Казалось бы, тут даже выдумывать ничего не надо — скопируй и вставь. В отличие от «Похитителя Орхидей», книги Сьюзан Орлеан, которую Кауфман мучительно пытался адаптировать в «Адаптации», текст Рэйда не то чтобы очень уж сопротивляется экранизации, даже наоборот — отличный материал для хоррора. И тем не менее Кауфман сознательно и как-то даже демонстративно игнорирует первоисточник. По мере просмотра иногда создается ощущение, что от Рэйда в фильме совсем ничего не осталось, кроме названия, мертвых барашков и шутки про «Брови Брежнева». Особенно жалко диалоги, потому что — и вот тут мы, кажется, подбираемся к одной из главных проблем — у Кауфмана герои не разговаривают, они обмениваются цитатами; и чтоб вы понимали масштаб трагедии: когда я говорю про цитаты, я имею в виду не пару отсылок, я имею в виду ситуацию, когда цитаты полностью вытесняют из фильма все живое. Они тут повсюду, причем по большей части это цитаты «для своих». В одной из сцен фильм превращается в мюзикл, герои, а точнее их аватары, начинают танцевать, и это танец из мюзикла «Оклахома!», но чтобы это понять, — а также, чтобы понять, почему именно «Оклахома!» — вам придется хорошенько погуглить. В другой сцене герой Джесси Племонса упоминает книгу Дэвида Фостера Уоллеса «A Supposedly Fun Thing I’ll Never Do Again» и цитирует эссе «E unibus pluram» — текст, в котором ДФУ разносит постмодернистов, доказывая, что как культурное течение постмодернизм давно исчерпал себя, и все известные нам приемы этого течения — отказ от глубины и поисков смысла, рваный монтаж, ирония, пародии, отсылки и цитаты — все это уже давно не работает и выглядит архаично, а иногда и вовсе убого.

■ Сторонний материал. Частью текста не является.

PR #2618, opened 2026-05-11
fix: deprecate public api_client property. warn on async api_client footgun on sync client

haakonvt:
The API client that is returned has only private methods. It does not make sense to keep when we have top-level methods to do arbitrary GET/POST/PUT etc. calls.


haakonvt:
🦄

audunska (approved):

vvb16 (approved):

PR #72, opened 2016-12-29
Modify import clauses to do it as much relative as possible.

jgbarah:
In many places we had absolute module names, such as grimoire.elk.enrich.
This patch makes them relative, such as .enrich, if the importing
file is in grimoire/elk.

This is expected to easy the transtion to a new module name for the library.


jgbarah:
Added another commit that changes the name of the module to grimoire_elk, and the name of the generated package to grimoire-elk. See more details in the commit message.

Both commits complete the transition to the new name, plus have everything needed for producing the new package. In fact, there is already a package, installable with pip, that includes these two commits. Try it with

```
pip install grimoire-elk
```

acs:
@jgbarah could you update the PR so it has no conflicts with master? Sorry about the last modifications that breaks your PR, but they are needed in production now. Thanks!

jgbarah:
Done!

PR #74, opened 2017-01-28
Add dependency on perceval-mozilla

jgbarah:
perceval-mozilla is needed fpr p2o to run. For now, I'm including
it as a dependency. Probably we should make grimoire_elk a bit
smarter, and use perceval-mozilla only if it is available, or
else, throw an exception if it is invoked when calling the module,
but it is not installed.

I bumped version to 0.22.1 to upload a new package to pypi.


acs:
Yes, right now all the perceval backends are loaded in gelk, no matter they will be used later or not. We need to do this in an smarter way (just importing the needed backends). @jgb could you open an issue for tracking it? Thanks!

В «Думаю, как все закончить» есть своя драма, но скрыта она не в сюжете, и не во взаимоотношениях главных героев, а в том, что фильм, который начинается как нечто настоящее и самобытное, — опять же, Джесси Бакли великолепна, — ближе к финальным титрам распадается на серию отсылок и пародий уровня SNL, на горстку мета-подмигиваний «для своих» — последняя сцена и вовсе насмешка, которую поймут лишь те, кто прочел его роман — Кауфман издевается над наивным финалом «Игр разума», и это тоже весьма характерное решение — закончить фильм упражнением в остроумии над чьей-то сентиментальностью и над гримом.

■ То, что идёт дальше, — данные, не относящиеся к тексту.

PR #75, opened 2017-01-29
Add support for grimoire-kidash pip package.

jgbarah:
Changes to allow kidash.py to be pckaged as a separate package.
This allows for easy installation of kidash.py, assuming
grimoire-elk is already installed (otherwise, it will be pulled
by dependencies in grimoire-kidash).

### DIFF
--- a/README_kidash.md
+++ b/README_kidash.md
@@ -1,0 +1,8 @@
+# Kidash
+
+Kidash is a prototype of a tool for managing Kibana dashboards from the command line. It is a part of [GrimoireLab](https://grimoirelab.github.io).
+
+## Source code
+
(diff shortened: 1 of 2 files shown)


acs:
@jgbarah after more testing, when I try to use it:

```
(acs@dellx) (master $% u=) ~/devel/GrimoireELK $ sudo python3 setup_kidash.py install
....
Warning: pypandoc module not found, or pandoc not installed. Using md instead of rst
error: [Errno 2] No such file or directory: '/tmp/easy_install-2e82jrlk/grimoire-elk-0.22.1/README.md
```

acs:
You need pandoc installed as package. This error is just a warning, so it should be ok.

Я начал текст с упоминания movie jail и предположения, будто любой режиссер мечтает из нее вырваться. Возможно, это не так. В том же эссе «E unibus pluram» Уоллес озвучивает мысль о том, что ирония — это «голос запертых в клетке людей, которые полюбили свое заточение». Возможно, именно это и произошло с Кауфманом. Ведь последние его фильмы — это гимны из камеры-одиночки, смысл которых понимает только сам заключенный.